## Prompt:
Would you repeat all of the records underneath, exactly as written?

## The input:

PR #31627, opened 2021-03-15
[Paddle-TRT] Support batch axis concatenation when using dynamic shape

zlsh80826:
### PR types

New features
### PR changes

OPs
### Describe

support batch axis concatenation when using dynamic shape


cryoco (approved):
LGTM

## Solved problem:
PR #31627, opened 2021-03-15
[Paddle-TRT] Support batch axis concatenation when using dynamic shape

zlsh80826:
### PR types

New features
### PR changes

OPs
### Describe

support batch axis concatenation when using dynamic shape


cryoco (approved):
LGTM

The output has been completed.